The growing awareness of the Opportunity Zones Program has left many with questions regarding geographic eligibility for designation as Opportunity Zones. This post provides additional details regarding the use of census data to determine census tract eligibility criteria. This information is based on our current understanding of the legislation as of the IRS guidance on February 27, 2018 and will be updated to reflect future guidance from the US Treasury Department.

In addition to this post, be sure to check out our Opportunity Zones landing page for the latest information about the program and our Opportunity Zone Eligibility Tool. This tool allows users to:

  • Determine eligibility using both 2015 and 2016 ACS data and download the data;
  • Overlay federal program data to assist with designation strategies;
  • As of our February 28 update, the tool also includes Puerto Rico.

Determining Eligibility from Census Data: Which Year to Use?

With the guidance released on February 8, 2018, the IRS has clarified two important issues regarding the data that states should be using to designate Opportunity Zones – which tracts are eligible for designation and how many can be designated.

First, the IRS stated that Opportunity Zone designations made on the basis of 2015 5 Year American Community Survey (2015 ACS) data will be accepted using a “safe harbor” rule – meaning that the designations will not be rejected on the grounds that it is no longer eligible under more recent census data. On the other hand, they will consider a designation made on the basis of 2016 5 Year American Community Survey (2016 ACS) to be valid, as long as it is supported with the appropriate data.

Update 3/5/18: We have been informed by the CDFI Fund that the use of 2016 ACS data extends only to the designation of additional Low-Income Communities and not to non-Low-Income Community contiguous tracts (see the graphic below). Although the guidance posted on the CDFI Fund’s Opportunity Zones Information Resource page has not been updated to reflect this distinction, the CDFI Fund plans to include this guidance in the information being sent to governors’ offices to complete their tract nominations. We have also updated our Opportunity Zones Eligibility Tool along and downloadable data accordingly.

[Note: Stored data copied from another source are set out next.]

PR #486, opened 2018-11-09
chore: make all illustration images non draggable

suprko:
https://app.clubhouse.io/peerio/story/16879/desktop-illustrations-shouldn-t-be-draggable

#### Testing instructions
Illustrations in app should not be draggable. This is most noticeable in an empty folder, where dragging the background image causes the drag-and-drop upload UI highlight to show up. But in general it's something that can happen by accident and looks weird.

Affected illustrations:
* room invite
* chat zero state
* files zero state (including empty folder)
* contact list zero state and contact invite

----
### Repository owner


lostfictions:
ugh ci failure is the result of desktop riding `icebear#dev` -- forgot about that. @anri-asaturov i think all new desktop installs are going to fail until the desktop translator pr is merged :(  my fault for forgetting we ride the branch instead of versioning.

anri-asaturov:
Don't worry about that, it's a slow time and we just have released. Wednesday release will be from master anyway.

src/ui/chat/components/ChannelInvite.tsx
```diff
@@ -136,7 +136,7 @@ export default class ChannelInvite extends React.Component<ChannelInviteProps> {
         return (
             <div className={css('channel-invite', this.props.className)}>
                 <div className="invite-content">
-                    <img src="./static/img/illustrations/room-invite.svg" />
+                    <img src="./static/img/illustrations/room-invite.svg" draggable={false} />
```
anri-asaturov: does it have to be `{false}`? it's a html attribute

suprko: as in, why can't it be `'false'`? JSX expects a boolean

anri-asaturov: right, typescript sacrifice :)

anri-asaturov: nope, react unserstands `draggable="false"` fine

lostfictions: oh that's weird, i thought it usually didn't actually work with string attributes... are you sure it's not doing some weird coercion to falsy?

anri-asaturov: well ="true" works, so i guess no, it just knows how to handle it, OR, more likely, it just passes the string and DOM knows what to do with it. Although it does seem better type wise to use boolean values.

ebilg:
can be merged

PR #493, opened 2018-11-14
chore: use es module imports and exports almost everywhere

lostfictions:

No more `require('./local-file').default` confusion or errors! And should save significant time and effort for further TypeScript conversion work.

Everything seems to work fine -- the most tricky thing was a few instances where modules were used both as a namespace (eg. require the default, use members) in some places and as named imports in elsewhere.

I for the most part didn't attempt to convert or clean up any unusual uses of `require` (ie. anything not at the top level or with any additional kind of logic.) I cleaned up some imports of the translator urlMap from `config` (often for the better as `config` was being imported multiple times) and split some uses of `electron.remote` APIs into an import plus an assignment. A few imports were also rearranged for clarity as I went, too. (node builtins first, npm packages second, peerio support packages third, relative imports last, grouped by path.)

Source map support for the main process was added (only when running in dev env) to see accurate line mappings for transpiled files.

Some things that could be documented in Notion and/or posted in #news-desktop after merge:

- `module.exports` and `require` should generally not be used anymore, even in js code; even new conditional or unusual imports could maybe use `import()` syntax and/or the new `React.lazy` in some places to improve startup time/reduce jank.
- On desktop, `config` should be imported from `config.ts` at the src root rather than from icebear for consistency and typings compatibility/accuracy (even though they theoretically will do the same thing).
- It might be nice to discuss import order and enforce it via a lint (the [import/order](https://github.com/benmosher/eslint-plugin-import/blob/master/docs/rules/order.md) rule) if everyone's on board.
- If you're in a file that now has an `export default X;` at the bottom, move it inline (ie. `export default class X { ...`) for consistency. (Or we could just fix them all via regex find-and-replace.)

#### Testing instructions

Everything will probably need to be tested, unfortunately, though I tried to work carefully and checked everything as I worked. On the bright side, this should make further changes less error-prone.

----
### Repository owner


anri-asaturov:
@lostfictions there are a few conflicts

lostfictions:
@anri-asaturov fixed

lostfictions:
fixed.... again.

@ebilg @BlueMona it'd be amazing if this could be tested sometime soon, it's going to accrue conflicts pretty much every time another PR is merged. as far as i can tell it's a safe change, but it's worth looking over just in case since it touches a lot of files.

ebilg:
it is next on our list!

lostfictions:
don't have time to fix conflicts again today :(  maybe thursday or friday

anri-asaturov:
I'll deal with it for you

PR #496, opened 2018-11-16
chore: PeerUI wrapper, default a11y styles on buttons/inputs

suprko:
https://app.clubhouse.io/peerio/story/12057/peerui-active-focus-feedback

#### Testing instructions
Basic keyboard navigation feedback. If you tab through elements in the app, buttons should highlight with a blue outline. If you move the mouse, the outline disappears.

This PR just changes the default styling, but doesn't change the app's own focusable elements. For example I'm not sure if the ChatList can even be tabbed through right now. That's for a more in-depth a11y sweep once designs are done.

For now the best place to test this is probably the signup process.

----
### Repository owner


src/ui/Root.tsx
```diff
@@ -113,7 +113,7 @@ export default class Root extends React.Component {
 
     render() {
         return (
-            <div>
+            <PeerUIWrapper>
```
anri-asaturov: What does it do? The name tells me nothing :(

suprko: Right now all it has is listeners that add/remove the `keyboard-nav` class based on user's keyboard or mouse input. I gave it a generic name because there might be other things in there later, e.g. theming

Full details here:
https://github.com/PeerioTechnologies/ui-library/blob/master/src/components/_Wrapper.tsx

anri-asaturov: Sounds sketchy :) @lostfictions you onboard?

suprko: already discussed :) https://github.com/PeerioTechnologies/ui-library/pull/22

anri-asaturov: Also mousemove handler on root... without debounce, looks like a bit too much. Is the problem this fixes worth it?

lostfictions: @suprko definitely think this needs a more specific name. and to stay single responsibility! we don't actually want a component that can do anything and have any functionality stuffed into it later imo.

lostfictions: @anri-asaturov please unfold the review comments in that PR, this was discussed. Lucas actually had throttled listeners set up, but since toggling to keyboard navigation or to mouse navigation is idempotent and early-outs, I actually recommended he remove them since it'll be more efficient.

The only potential risk is that it might thrash a bit if someone, like, somehow manages to hold the tab key down while simultaneously moving the mouse. I'm not sure that's a real concern.

lostfictions: @anri-asaturov you can also check https://github.com/PeerioTechnologies/ui-library/pull/21 for the alternative implementation Lucas proposed... i felt this approach was a lot better.

suprko: To be clear, the alternative implementation is no different in terms of the mousemove/keydown handlers. The only difference is how they're applied by the client code.

anri-asaturov: Yeah, ok looks good to me, read all the discussions.

ebilg:
😻 (can be merged)

Issue #65, opened 2016-02-13
Hardwired Grounding namespace values used in protein/family tests in ReachSystem


hickst:
ReachSystem (*outside of the grounding package*) contains several instances of *hardwired* IF tests using *grounding namespace values*. This is a mysterious error waiting to happen if/when we change the grounding KBs we use (or their namespaces).

PR #66, opened 2016-02-13
Issue 65: Implement better "is family/protein grounded" methods, add …

hickst:
Fixes issue #65. This request builds upon work in PullRequest #64. #64 **must** be applied **before** this pull request.


hickst:
Now that #64 is merged, I'll resubmit this request against the master branch.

Opportunity Zones Eligibility Matrix.jpg

How Many Tracts Can States Designate?

In addition to the guidance above, the IRS stated that the total number of Opportunity Zones that states can designate must be based only on the 2015 ACS. So, while choosing to work with the 2016 ACS data can add some additional flexibility in which tracts are eligible, it will not affect the total number of tracts that can be designated.

Update: Because the number of Low-Income Communities in the CDFI Fund’s dataset was updated on February 27, 2018, states should re-check the number of tracts they are able to designate, as this number may have changed.

The IRS guidance also specifies that states should round up when calculating the number of tracts to designate and the number of designated tracts that are eligible due to contiguity with Low-Income Communities. For example, a state with 101 Low-Income Communities would be able to designate 26 tracts (or 25 percent, rounded up) as Opportunity Zones. Of those 26 communities, up to two tracts (5 percent rounded up) could be designated as eligible based on contiguity with a Low-Income Community.